From the HBD Archive
From: "Allen J. Hainer" <ajhainer@violet.waterloo.edu>
Subject: Re:Culturing SN Yeast
Date: 1989-08-12 14:54:21 GMT

Last week I brewed a double batch of my favourite bitter and wanted to
try an experiment with yeast. One batch with yeast cultured from Belgian
Chimay and one with liquid ale yeast (my first try with liquid yeast).

Chimay has LARGE amounts of sediment in the bottom. I swished it out
into a small amout of boiled extract, water and hops, and waited. At
first there were some bubbles (probably due to the carbonation in what
I swished out) and then nothing. I then discovered that the corks on
Chimay are dated. This one had been bottled in 11-87! The yeast had been
dead long before I tried to culture it. This may have been what happened
to you. Beer (particularly imported or rarely purchased brands) may be
very old by the time in makes it into your glass and yeast will not live
forever.

As to culturing with table sugar, I would use either corn sugar or extract.

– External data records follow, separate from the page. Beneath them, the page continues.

PR #186, opened 2016-02-16
Add log_exeption method which logs an exception as caught.

Ealdwulf:
This PR adds a function to kano.logging for logging a handled, but unexpected exception, so we can write code like this:
```
try:
      # risky call
 except Exception as e:
      log_exception(e, "Some informative msg") 
      # do something to clean up
```
Note that it currently assumes that all such exceptions are worthy of logger.error. 
@radujipa @tombettany


Ealdwulf:
Actually, ignore this, I've had a better idea.

PR #187, opened 2016-02-16
Add an easy way of logging a handled exception.

Ealdwulf:
This PR adds an 'exception' keyword arg to the loggiing methods. This can be passed an exception object and will add 'exception' and 'traceback' fields to the log json. This allows wone to write:
```
try:
   # risky code   
except Exception as e:
   logger.error('informative message',exception = e)
   # handle the exception
``` 
@radujipa @tombettany

### DIFF
--- a/debian/changelog
+++ b/debian/changelog
@@ -1,3 +1,9 @@
+kano-toolset (2.3.0-6) unstable; urgency=low
+
+  * Added simple way of logging an exception.
+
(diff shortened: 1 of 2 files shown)


radujipa:
This was long overdue, nice one @Ealdwulf :+1:

Ealdwulf:
Thanks @radujipa, merging...

PR #188, opened 2016-02-16
Added RPi performance scoring utils

radujipa:
Related to https://github.com/KanoComputing/Kerberos/issues/4

### DIFF
--- a/kano/utils/__init__.py
+++ b/kano/utils/__init__.py
@@ -10,30 +10,45 @@ __author__ = 'Kano Computing Ltd.'
 __email__ = 'dev@kano.me'
 
 
+from kano.utils.audio import \
+    play_sound, percent_to_millibel, get_volume
+
+from kano.utils.disk import \
+    get_free_space, get_partition_info
+
 from kano.utils.file_operations import \
     read_file_contents, write_file_contents, read_file_contents_as_lines, \
     delete_dir, delete_file, ensure_dir, list_dir, chown_path, read_json, \
     write_json, open_locked, sed
-from kano.utils.user import \
-    get_user_getpass, get_user, get_user_unsudoed, get_home, \
-    get_home_by_username, get_all_home_folders, enforce_root
-from kano.utils.audio import \
-    play_sound, percent_to_millibel, get_volume
-from kano.utils.hardware import \
-    detect_kano_keyboard, is_model_a, is_model_b, is_model_b_plus, \
-    is_model_2_b, get_rpi_model, is_monitor, get_mac_address, get_cpu_id
-from kano.utils.processes import \
-    kill_child_processes, is_running, get_program_name, pkill
+
 from kano.utils.gui import \
     is_gui, zenity_show_progress
+
+from kano.utils.hardware import \
+    detect_kano_keyboard, is_model_a, is_model_b, is_model_b_plus, is_model_zero, \
+    is_model_2_b, get_rpi_model, is_monitor, get_mac_address, get_cpu_id, \
+    has_min_performance
+
+from kano.utils.hardware import \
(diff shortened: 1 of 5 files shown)


radujipa:
@skarbat I've added a few more tests as well for the additions to `get_rpi_model`. Not entirely sure how I'd test `has_min_performance` however. Any suggestions?

kano/utils/hardware.py
```diff
@@ -10,8 +10,28 @@
 from kano.utils.file_operations import read_file_contents_as_lines
 
 
-def detect_kano_keyboard():
+# "performance" scores for RPi boards
+RPI_A_SCORE = 1000
+RPI_A_PLUS_SCORE = 1000
+RPI_B_SCORE = 2000
+RPI_B_PLUS_SCORE = 2000
+RPI_ZERO_SCORE = 3000
```
Ealdwulf: Why is the zero greater than the B/B+?
Why is the CM greater?

Ealdwulf:
Apart from commen above, looks good to me :+1:

kano/utils/hardware.py
radujipa: Good question! From https://en.wikipedia.org/wiki/Raspberry_Pi it mentioned that the CPU on the Zero was slightly overclocked by default (1Ghz vs 900Mhz on the B/B+). Also for the Compute module, I considered io performance since the same wikipedia page mentions it has 4 GB eMMC flash memory chip. Would you suggest changing the values?

Ealdwulf: Hmm. Actually the CM might be better than the pi2 under some circumstances :-)
I guess it's okay for now since all this is internal to this module and we are only using RPI_2_B_SCORE elsewhere anyway.

kano/utils/__init__.py
```diff
@@ -10,30 +10,45 @@
...
+    kill_child_processes, is_running, get_program_name, pkill
+
+from kano.utils.shell import \
+    run_cmd, run_cmd_log, run_bg, run_term_on_error, run_print_output_error, \
+    restore_signals
+
 from kano.utils.system import \
     is_jessie, is_systemd
+
+from kano.utils.user import \
```
tombettany: Is this a result of your linter now wanting them in alphabetical order?

kano/utils/hardware.py
```diff
@@ -112,3 +138,26 @@ def get_mac_address():
...
+    rv = True
+    model = get_rpi_model()
+
+    if model in PERFORMANCE_SCORES:
+        model_score = PERFORMANCE_SCORES[model]
+
+        if model_score < score:
+            rv = False
+
+    return rv
```
tombettany: Could this just be

```python
model = get_rpi_model()
model_score = PERFORMANCE_SCORES.get(model, score)

return model_score >= score
```

or, if you don't like `.get` with default values and to make the behaviour when the board is not detected, return early

```python
model = get_rpi_model()

if model not in PERFORMANCE_SCORES:
    return True

model_score = PERFORMANCE_SCORES[model]

return model_score >= score
```

tests/test_rpi_models.py
```diff
@@ -25,7 +25,7 @@ def test_model_A(self):
         self.assertIn(getrpi('0008'), modela)
         self.assertIn(getrpi('0009'), modela)
 
-    def test_model_A_plus(self):
+    def test_module_a_plus(self):
```
tombettany: Did you mean to do this? If so, sureley `test_model_B` and `test_model_B_plus` should be changed too.

kano/utils/__init__.py
radujipa: Yup. Also my OCD is now at peace.

tests/test_rpi_models.py
radujipa: I just removed a duplicate of the same test. However, I didn't want to do more changes there.

tombettany:
:+1: if we are happy to use the supplied scores for now.

PR #190, opened 2016-02-17
DBus: Add helper functions for DBus interaction

tombettany:
Add functions for
 * Getting properties
 * Setting properties
 * Translating from DBus boolean types to python booleans

cc @convolu @radujipa


tombettany:
As there are no objections, merging in.

PR #191, opened 2016-02-17
Decorators: Add `retry` and `queue_cb` decorators

tombettany:
Add two decorators:

 * `retry`:
       Allows a function to be repeatedly called until either the
       function returns True or the number of retries is exceeded.
 * `queue_cb`:
       Causes a callback to be called upon the completion of the
       decorated function. The callback can be called with supplied
       arguments and can optionally be queued with `GObject.idle_add`.

cc @pazdera @convolu


convolu:
:shipit:

PR #192, opened 2016-02-17
Gtk: Add blur mixin

tombettany:
Add widget which supplies the loading blur effect.

cc @pazdera @convolu


tombettany:
As there are no objections, merging.

PR #193, opened 2016-02-18
Hardware Utils: Add more board properties

tombettany:
Supply, in addition to the board performance, the human readable board
name and the profile to use for clocking.

@radujipa An extension of what you did to make some properties a little easier to access.

cc @convolu

### DIFF
--- a/kano/utils/hardware.py
+++ b/kano/utils/hardware.py
@@ -9,6 +9,15 @@
 from kano.utils.shell import run_cmd
 from kano.utils.file_operations import read_file_contents_as_lines
 
+RPI_A_KEY = 'RPI/A'
+RPI_A_PLUS_KEY = 'RPI/A+'
+RPI_B_BETA_KEY = 'RPI/B (Beta)'
+RPI_B_KEY = 'RPI/B'
+RPI_B_PLUS_KEY = 'RPI/B+'
+RPI_ZERO_KEY = 'RPI/Zero'
+RPI_COMPUTE_KEY = 'RPI/Compute'
+RPI_2_B_KEY = 'RPI/2/B'
+
 
 # "performance" scores for RPi boards
 RPI_A_SCORE = 1000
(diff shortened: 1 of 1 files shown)


kano/utils/hardware.py
```diff
@@ -151,13 +226,8 @@ def has_min_performance(score):
...
-    if model in PERFORMANCE_SCORES:
-        model_score = PERFORMANCE_SCORES[model]
 
-        if model_score < score:
-            rv = False
+    model = get_rpi_model()
+    model_score = get_board_property(model, 'performance')
 
-    return rv
+    return model_score and model_score >= score
```
radujipa: Make sure you preserve the previous behaviour here please. If the above does not have a `model_score` it returns `False` instead of `True`. The assumption made there was that new boards are going up in performance instead of down.

kano/utils/hardware.py
```diff
@@ -19,18 +29,83 @@
...
+RPI_2_CPU_PROFILE = 'rpi_2'
+
+
+'''
+Lookup table with keys as given by get_rpi_model() containing:
+    * Human readable 'name' of the board
+    * 'cpu_profile' which details the settings to use
+    * 'performance' scores
+'''
+BOARD_PROPERTIES = {
```
radujipa: As this is getting fairly complicated with this new approach, I'm thinking if it is possible to have the hardware Properties and Settings all in one place. The less maintenance the better.

kano/utils/hardware.py
tombettany: Ah, gotcha - I'll make it so.

kano/utils/hardware.py
```diff
@@ -19,18 +28,80 @@
...
+def get_board_property(board_key, prop):
+    board = BOARD_PROPERTIES.get(board_key)
+
+    if not board:
+        return False
+
+    board_prop = board.get(prop)
+
+    if not board_prop:
+        return False
```
Ealdwulf: Is there a reason to return False rather than None here?

Ealdwulf:
Apart from very minor query above, looks good.

kano/utils/hardware.py
tombettany: @radujipa I absolutely agree but this looks like it could be a large task. We'll keep it like this for now with the goal to merge them at some point.

tombettany:
Merging in its current state for testing.

PR #194, opened 2016-02-19
Moved the updater into the button handler

radujipa:
Related to https://github.com/KanoComputing/peldins/issues/2067

### DIFF
--- a/bin/kano-shutdown
+++ b/bin/kano-shutdown
@@ -10,25 +10,26 @@
 # /sbin/poweroff, reboot, and loginctl.
 #
 
-# The steps needed before showing the dialog are a bit time consuming
-# so we raise the hourglass as soon as possible
-from kdesk.hourglass import hourglass_start, hourglass_end
-hourglass_start('kano-shutdown')
 
 from gi.repository import Gtk, Gdk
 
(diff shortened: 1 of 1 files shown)


Ealdwulf:
:+1:

bin/kano-shutdown
```diff
@@ -10,25 +10,26 @@
...
 from kano.gtk3.apply_styles import apply_styling_to_screen
-from kano.utils import run_cmd, run_bg
 
 from kano.paths import common_css_dir
+from kano.utils import run_cmd, run_bg
+
+# The steps needed before showing the dialog are a bit time consuming
+# so we raise the hourglass as soon as possible
+from kdesk.hourglass import hourglass_start, hourglass_end
+hourglass_start('kano-shutdown')
```
tombettany: Was this not first so that the hourglass showed while the potentially lengthy imports were loaded?

radujipa: I tested that and it doesn't make a difference, there are no lengthy imports here.

tombettany: Fair enough

tombettany:
:shipit:

radujipa:
Thanks for the review guys :+1:

PR #196, opened 2016-02-23
Add arch entry to board type.

Ealdwulf:
Add an arch field to the board definitions for use in determining when chromium will run. @tombettany


tombettany:
:shipit:

PR #197, opened 2016-02-25
Fix when Quality = ''

darryllee:
Some APs are returning Quality values of single integers instead of x/100. I'm not sure why, but getCellQuality doesn't seem to recognize a single integer, and so Quality ends up being set to '', per the default value set in line 157.

Unfortunately, when sortNetworks then tries to figure out a sorting factor, it assumes there will be a slash, and we get the error: Unhandled exception 'need more than 1 value to unpack' at /usr/lib/python2.7/dist-packages/kano/network.py line 225

I couldn't figure out why getCellQuality isn't able to deal with a single integer Quality, but I was able to workaround these weird APs (luckily neither of them is mine) by setting factor to 0 if Quality = ''.

### DIFF
--- a/kano/network.py
+++ b/kano/network.py
@@ -221,8 +221,11 @@ class IWList():
         '''
 
         def sortNetworks(adict):
-            x, z = adict['quality'].split('/')
-            factor = int(x) / float(z)
+            if adict['quality'] != '':
+                x, z = adict['quality'].split('/')
+                factor = int(x) / float(z)
+            else:
+                factor = 0
             return factor
 
         def add_wnet(wlist, new_wnet):


tombettany:
Ah, great job @darryllee! Thanks for looking into this problem; it is always very difficult to test on every AP.

It looks like the `getCellQuality()` function only gets run [if the line starts with `Quality=`](https://github.com/KanoComputing/kano-toolset/blob/cac1a3f040a852155c527bed94972560fa244e0b/kano/network.py#L180-L183) and the [`getCellQuality()`](https://github.com/KanoComputing/kano-toolset/blob/cac1a3f040a852155c527bed94972560fa244e0b/kano/network.py#L144-L146) function is looking specifically for the `=`.

If [your comment](https://github.com/KanoComputing/kano-toolset/issues/198#issuecomment-188643458) about the output is correct, those APs which only show a single number have the line being

```
Quality:40  Signal level:0  Noise level:0
```

whereas the other APs have the line

```
Quality=72/100  Signal level=65/100
```

i.e. they have `:` instead of `=`.

While this PR is good in that it prevents crashing in the case of certain APs, it isn't ideal as it doesn't allow the ranking to work. Is it possible to make some changes to [`network.py`](https://github.com/KanoComputing/kano-toolset/blob/jessie/kano/network.py) to resolve the root of this problem?

Also, we are currently using the [`jessie` branch](https://github.com/KanoComputing/kano-toolset/tree/jessie) for our development so ideally this would be rebased on that and the PR submitted to that branch.

darryllee:
Oh dur. Right a : instead of an =. It's right there. Sure let me take a
stab at fixing it properly.

We'll still need to adjust for a non fractional Quality but I actually
wrote some code for that before I realized Quality wasn't getting set at
all in those cases.

Thanks Tom!

On Thursday, February 25, 2016, Tom <notifications@github.com> wrote:

> Ah, great job @darryllee <https://github.com/darryllee>! Thanks for
> looking into this problem; it is always very difficult to test on every AP.
>
> It looks like the getCellQuality() function only gets run if the line
> starts with Quality=
> <https://github.com/KanoComputing/kano-toolset/blob/cac1a3f040a852155c527bed94972560fa244e0b/kano/network.py#L180-L183>
> and the getCellQuality()
> <https://github.com/KanoComputing/kano-toolset/blob/cac1a3f040a852155c527bed94972560fa244e0b/kano/network.py#L144-L146>
> function is looking specifically for the =.
>
> If your comment
> <https://github.com/KanoComputing/kano-toolset/issues/198#issuecomment-188643458>
> about the output is correct, those APs which only show a single number have
> the line being
>
> Quality:40  Signal level:0  Noise level:0
>
> whereas the other APs have the line
>
> Quality=72/100  Signal level=65/100
>
> i.e. they have : instead of =.
>
> While this PR is good in that it prevents crashing in the case of certain
> APs, it isn't ideal as it doesn't allow the ranking to work. Is it possible
> to make some changes to network.py
> <https://github.com/KanoComputing/kano-toolset/blob/jessie/kano/network.py>
> to resolve the root of this problem?
>
> Also, we are currently using the jessie branch
> <https://github.com/KanoComputing/kano-toolset/tree/jessie> for our
> development so ideally this would be rebased on that and the PR submitted
> to that branch.
>
> —
> Reply to this email directly or view it on GitHub
> <https://github.com/KanoComputing/kano-toolset/pull/197#issuecomment-188807211>
> .
>


-- 

--Darryl Lee <lee@darryl.com>

Issue #198, opened 2016-02-25
Weird APs have single integer Quality instead of x/100, which network.py barfs on


darryllee:
So in the attached iwlist.out file, you'll see a few of my neighbor's APs (grr, crappy AT&T routers) have a Quality of 12 or 19, instead of the expected 72/100 or 48/100.

Apparently network.py never expected such lame access points, but instead of just setting Quality to 12, it falls through, and it gets set to your default of '', which then breaks the sortNetworks function, which really wants to find a slash and do some division.

I wrote a workaround: https://github.com/KanoComputing/kano-toolset/pull/197

But I think it'd be better to figure out why it's not able to get the single integer Quality from these lame APs (I'm not seeing any other places where it's looking for a / or a 100), but maybe this will help somebody who's also running into this problem.

Also, I'm using a super-cheap Sabrent dongle, in case that matters. But the iwlist scan runs fine on it, so I think it's these weird APs that is throwing things off.

darryllee:
File attach in Midori not so good. Here's a copy-paste of the iwlist output I'm referring to above:

wlan0     Scan completed :
          Cell 01 - Address: 80:37:73:FA:17:CF
                    ESSID:"ATTKcVsCFA_EXT"
                    Protocol:IEEE 802.11bgn
                    Mode:Master
                    Frequency:2.437 GHz (Channel 6)
                    Encryption key:on
                    Bit Rates:144 Mb/s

I also learned a quick lesson on liquid yeasts I'll pass on. I had
well over 1/2 gallon of very active starter when I pitched. To save on
measuring the yeast, I pitched it all into 5 gallons and then divided
this in half and diluted each to 5 gallons. Unfortunately, when I pitched,
the wort was quite warm (I wouldn't call it hot though). Ten minutes
later when I had diluted the wort to 10 gallons, it was nice and cool, but
I guess the damage had been done. 36 hours later the airlocks were actually
sucking air. Because it was the start of the long weekend (supply store
closed), it would have taken at least 4-5 days to get another starter going,
so I ended up using the yeast supplied with the extract kits.

The moral of the story - Make sure your wort is COOL before pitching. My
beer is now fermenting nicely, but I'll have to wait until the next batch
to find out the advantages of liquid yeast.